▶ **Work to complete**
The required output is every record, reproduced exactly.

[Records from a collection]
PR #1546, opened 2015-12-29
Added option to set specific revision when using Subversion as SCM

marcovtwout:

PR #1573, opened 2016-01-25
Added option to set specific revision when using Subversion as SCM

marcovtwout:
Squashed https://github.com/capistrano/capistrano/pull/1546


mattbrictson:
I don't use Subversion so I can't really test this, but it looks good. Thanks!

mattbrictson:
@marcovtwout BTW, next time I'd prefer doing this all in one PR. You can rebase your branch locally and then using `git push --force` to update the remote, and the PR will automatically update to reflect the new commits. That way you don't have to close and open a new PR just to do a rebase, and we don't lose track of the conversation.

This article has a good writeup on how to do it: https://www.sammyk.me/how-to-contribute-to-an-open-source-project-on-github

PR #975, opened 2021-04-11
Update trust-dns to fix possible panic

olix0r:
Our fuzz tests trigger a panic in trust-dns when resolving names through
the search path (i.e., in `/etc/hosts`) as described in
bluejekyll/trust-dns#1447.

This change patches our trust-dns dependencies to use include
bluejekyll/trust-dns@6dfc671 (which has not yet been released to
crates.io)

Fixes https://bugs.chromium.org/p/oss-fuzz/issues/detail?id=33123

### DIFF
--- a/Cargo.lock
+++ b/Cargo.lock
@@ -2344,9 +2344,8 @@ dependencies = [
 
 [[package]]
 name = "trust-dns-proto"
-version = "0.20.0"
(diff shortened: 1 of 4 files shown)


hawkw (approved):
looks good to me!

kleimkuhler (approved):

PR #977, opened 2021-04-12
app: inbound: add fuzzer

DavidKorczynski:
The focus of this PR is adding a n end-to-end style fuzzer. 

Notice I had to disable denying of warnings in two places in order to compile this. 

The fuzzer is largely inspired by `unmeshed_http1_hello_world`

▶ **Exercise solution**
PR #1546, opened 2015-12-29
Added option to set specific revision when using Subversion as SCM

marcovtwout:

PR #1573, opened 2016-01-25
Added option to set specific revision when using Subversion as SCM

marcovtwout:
Squashed https://github.com/capistrano/capistrano/pull/1546


mattbrictson:
I don't use Subversion so I can't really test this, but it looks good. Thanks!

mattbrictson:
@marcovtwout BTW, next time I'd prefer doing this all in one PR. You can rebase your branch locally and then using `git push --force` to update the remote, and the PR will automatically update to reflect the new commits. That way you don't have to close and open a new PR just to do a rebase, and we don't lose track of the conversation.

This article has a good writeup on how to do it: https://www.sammyk.me/how-to-contribute-to-an-open-source-project-on-github

PR #975, opened 2021-04-11
Update trust-dns to fix possible panic

olix0r:
Our fuzz tests trigger a panic in trust-dns when resolving names through
the search path (i.e., in `/etc/hosts`) as described in
bluejekyll/trust-dns#1447.

This change patches our trust-dns dependencies to use include
bluejekyll/trust-dns@6dfc671 (which has not yet been released to
crates.io)

Fixes https://bugs.chromium.org/p/oss-fuzz/issues/detail?id=33123

### DIFF
--- a/Cargo.lock
+++ b/Cargo.lock
@@ -2344,9 +2344,8 @@ dependencies = [
 
 [[package]]
 name = "trust-dns-proto"
-version = "0.20.0"
(diff shortened: 1 of 4 files shown)


hawkw (approved):
looks good to me!

kleimkuhler (approved):

PR #977, opened 2021-04-12
app: inbound: add fuzzer

DavidKorczynski:
The focus of this PR is adding a n end-to-end style fuzzer. 

Notice I had to disable denying of warnings in two places in order to compile this. 

The fuzzer is largely inspired by `unmeshed_http1_hello_world`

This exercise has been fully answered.